I was using my brothers machine, which is win10 - and I havent used windows in years - and I was disgusted by the crappy UI/UX I was given - with its inbuilt notifications which even pop-up to tell you that you went into full screen mode and told it not to pop-up....
Also, the start menu looks like a freaking spyware minefield they way it takes up 60% of the screen when it is activated.
Windows is absolutely a mess these days.
Start menu from store is pretty clean. Go to a microsoft store and mess around with devices from there - they are "signature devices" that are clean.
Windows isn't a mess these days in any sense of the word, It's just people who have a negative opinion of it speak about it with sympathy from others who have a negative opinion.
The Windows subsystem for Linux is awesome, the app store is a move in the right direction (damned if you do, damned if you don't) and they're closing out a lot of legacy design elements with their annual updates. (dark mode, better high res / high dpi support, consistency of legacy/new elements. yaddy yaddy yadda)
With a few minutes of trying you can all but customize the entire interface to your liking.
ChromeOS has the benefit of not having decades of legacy to preserve - and Android is suffering many of the negatives you speak of with regards to Windows and iOS has completely the opposite problem being a controlled absolute dictatorship err walled garden.
I had to right-click and uninstall them all manually but then a few days later a couple of them returned?! I ended up searching for a PowerShell script that actually removes them. Until a few months later when Microsoft rolled out the April 2018 update and they all magically reappeared again so I had to look up that fucking PowerShell script again.
I could kind of accept this on the Home version but on the PROFESSIONAL version?! No fucking way. Why on earth should my pro version come with Minecraft and Twitter?!
And this is a £2500 laptop made and sold by Microsoft! Not some £200 Acer from PC World.
Settings->personalization->start-> make sure "Show suggestions occasionally in start" is off.
Minecraft is awesome BTW :)
My android phone came with a ton of crap, my amazon tablet had a bunch of amazon crap.. i don't really think showcasing the marketplace of the hardware you have selected is that evil - especially since its easy to customize if it really bothers you.
They installed the moment it saw a network connection which was before I even finished setup because it set that up during the OOBE.
> Settings->personalization->start-> make sure "Show suggestions occasionally in start" is off.

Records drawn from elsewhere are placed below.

PR #1127, opened 2020-11-17
feat(config): automate index update in PRs

### LINKED ISSUE #1126: Automate index file update in config PRs
Without it, the `lint:config` check won't pick up new files.

For example we could check if a device config file was changed but the index file was not. This action could comment on the PR with a command that updates the index file automatically in the PR.

robertsLando:
Fixes #1126


.github/workflows/updateIndex.yml
```diff
@@ -0,0 +1,53 @@
...
+name: Update Devices Index
+
+on:
+  pull_request:
+    types: [opened, edited]
+  issue_comment:
+    types: [created]
+
+jobs:
+  build:
```
AlCalzone: I think this needs a better name

.github/workflows/updateIndex.yml
```diff
@@ -0,0 +1,53 @@
...
+    steps:
+      - uses: actions/checkout@v2
+      - name: Use Node.js
+        uses: actions/setup-node@v1
+        with:
+          node-version: 14.x
+      - name: Setup repo
+        run: |
+          npm install
+          npm run prerelease
```
AlCalzone: That takes quite a bit of time. We could skip the entire job if no files in `packages/config/config/devices` are changed.

.github/workflows/updateIndex.yml
```diff
@@ -0,0 +1,53 @@
...
+            echo "Index has changed"
+            git add $indexPath
+            echo "::set-output name=PUSH::true"
+          fi
+      - name: Comment a pull_request
+        if: steps.check_index.outputs.PUSH == 'true' && github.event_name == 'pull_request'
+        uses: mb2dev/github-action-comment-pull-request@1.0.0
+        with:
+          message: "The index file isn't updated. Comment 'update index' to automatically update it"
+          GITHUB_TOKEN: ${{ secrets.GITHUB_TOKEN }}
```
AlCalzone: I discussed something similar with @chrisns lately. I'm already doing it with the automerge action, but I'm not really comfortable spreading the `GITHUB_TOKEN` to a bunch of open source actions 🤔
Commenting can be done with octokit, like here https://github.com/zwave-js/node-zwave-js/blob/master/.github/actions/toLogEntry/main.js

.github/workflows/updateIndex.yml
```diff
@@ -0,0 +1,53 @@
...
+        run: |
+          git config --local user.email "action@github.com"
+          git config --local user.name "GitHub Action"
+          git commit -m "fix(config): updated devices index.json"
+      - name: Push changes
+        if: steps.check_index.outputs.PUSH == 'true' && github.event_name != 'pull_request' && github.event.comment.body == 'update index'
+        uses: ad-m/github-push-action@master
+        with:
+          github_token: ${{ secrets.GITHUB_TOKEN }}
+          branch: ${{ github.ref }}
```
AlCalzone: I think we don't need an action if we can just do `git push`:
https://github.community/t/how-does-one-commit-from-an-action/16127/7

AlCalzone (changes requested):

.github/workflows/updateIndex.yml
robertsLando: How do I run the script without building ?

AlCalzone: No I mean looking at the git diff to see if there is even a need to run the script.

AlCalzone: The exit code of `git diff-index --name-only HEAD | grep packages/config/config/devices` should be 0 in that case

.github/workflows/updateIndex.yml
AlCalzone: Or even easier: https://github.com/actions/github-script#comment-on-an-issue

.github/workflows/updateIndex.yml
robertsLando: Check it now

.github/workflows/updateIndex.yml
robertsLando: Done

AlCalzone (approved):

AlCalzone:
Lets try this!

PR #1129, opened 2020-11-17
Test automatic index update in PRs

AlCalzone:


robertsLando:
@AlCalzone You have defined a duplicated `jobs` property in the workflow file

robertsLando:
Now it works but it says `No device changes detected` :thinking:

robertsLando:
@AlCalzone  `github.base_ref` and `head_ref` could be null when the event is not originated from a PR: https://docs.github.com/en/free-pro-team@latest/actions/reference/context-and-expression-syntax-for-github-actions

AlCalzone:
We might need an additional action to detect the changed files in the PR. `git diff` doesn't seem to do it.

AlCalzone:
Or we could do a split approach:
On pull_request events, if there are config changes and the index file is not up to date:
* Delete previous comments by the bot (we can put a HTML comment in there to identify them)
* Add another one at the end

On comment events, if there is a comment by the bot and the comment is `update index` by the PR author:
* Push the changed index file

AlCalzone:
@robertsLando pushing to a branch in a PR is not triggering the action. This comment will

robertsLando:
> pushing to a branch in a PR is not triggering the action. This comment will

I know, you need to add the push event for that

PR #1130, opened 2020-11-17
fix(ci): try fixing the change detection

robertsLando:
Based on: 

https://github.community/t/github-actions-does-not-print-git-diff/17401/2

And: 

https://github.com/actions/checkout/issues/160#issuecomment-589150141

### DIFF
--- a/.github/workflows/update-config-index.yml
+++ b/.github/workflows/update-config-index.yml
@@ -23,7 +23,7 @@ jobs:
       - name: Check if any config files changed
         id: check_changed
         run: |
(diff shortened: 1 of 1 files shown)


robertsLando:
@AlCalzone Could you try with this?

AlCalzone:
I've wanted to avoid hardcoding `master`, but I guess we can't avoid that when we want to support comments too.

AlCalzone:
test comment

AlCalzone (approved):

PR #1131, opened 2020-11-17
Auto-update index file in PRs

AlCalzone:


.github/workflows/update-config-index.yml
```diff
@@ -0,0 +1,100 @@
...
+    needs: check_changed
+    # Skip this job if the config files were not touched
+    if: needs.check_changed.outputs.config_changed
+
+    steps:
+      - name: Checkout Code
+        uses: actions/checkout@v2
+
+      - name: Install Node.js
+        if: steps.check_changed.outputs.CHANGED == 'true'
```
robertsLando, line 50: Is this if still needed even if the jobs are splitted?

.github/workflows/update-config-index.yml
```diff
@@ -0,0 +1,100 @@
...
+jobs:
+  check_changed:
+    runs-on: ubuntu-latest
+    # Use this job to check whether the next jobs need to run
+    outputs:
+      config_changed: ${{ steps.check_changed.outputs.CHANGED }}
+
+    steps:
+      - name: Checkout Code
+        uses: actions/checkout@v2
```
robertsLando, line 21:
```suggestion
        uses: actions/checkout@v2
        with:
          fetch-depth: 0
```

.github/workflows/update-config-index.yml
AlCalzone: Probably not - we didn't get that far during tests

PR #2672, opened 2021-05-23
feat: emit a driver event when the log config is updated

raman325:
With `zwave-js-server`, there can be multiple clients that could each be storing the state of the log config internally (we do this in HA). If one client updates the log config, there's currently no way for the other clients to know without polling the log config regularly.


AlCalzone:
I don't see why this needs to be in the driver, as it does not care about multiple clients. From the driver POV, the application calls `updateLogConfig`, which is the only way to update the log config. 
IMO, if `zwavejs-server` needs to sync this info between clients, it should do so when calling `updateLogConfig`

raman325:
Fair point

That setting does not seem to have any effect on Candy Crush, Twitter, etc. on a default install.
> Minecraft is awesome BTW :)
Yes it is but not on my £2500 business laptop. Unless I specifically install it to use.
>My android phone came with a ton of crap, my amazon tablet had a bunch of amazon crap.. i don't really think showcasing the marketplace of the hardware you have selected is that evil - especially since its easy to customize if it really bothers you.
I am not talking about Android or Amazon though am I?
But if you want to bring up Android - My Pixel 2 XL didn't come with a bunch of third party apps and/or adverts for their own, not free, software. Sure it came with some Google specific apps but that is why I didn't list OneNote, Edge, Groove Music or Photos in my list of Windows 10 apps as they are understandable to include even if I have no use for them.
And allow me to bring up my MacBook Pro which didn't come with any third party apps and/or adverts for their own, not free, software. In fact the only thing it comes with is macOS and the iWorks suite (free btw). And if you do a clean install of macOS yourself you don't even get iWorks pre-installed, you have to manually grab them again from the App Store.
The Windows experience is horrible out of the box even on a "signature edition" system. Yes you can go in and "fix" things with PowerShell scripts and changing a few options in Settings.appx but my point is that shouldn't be needed on a so called 'professional' operating system that comes on a £2000+ computer direct from Microsoft.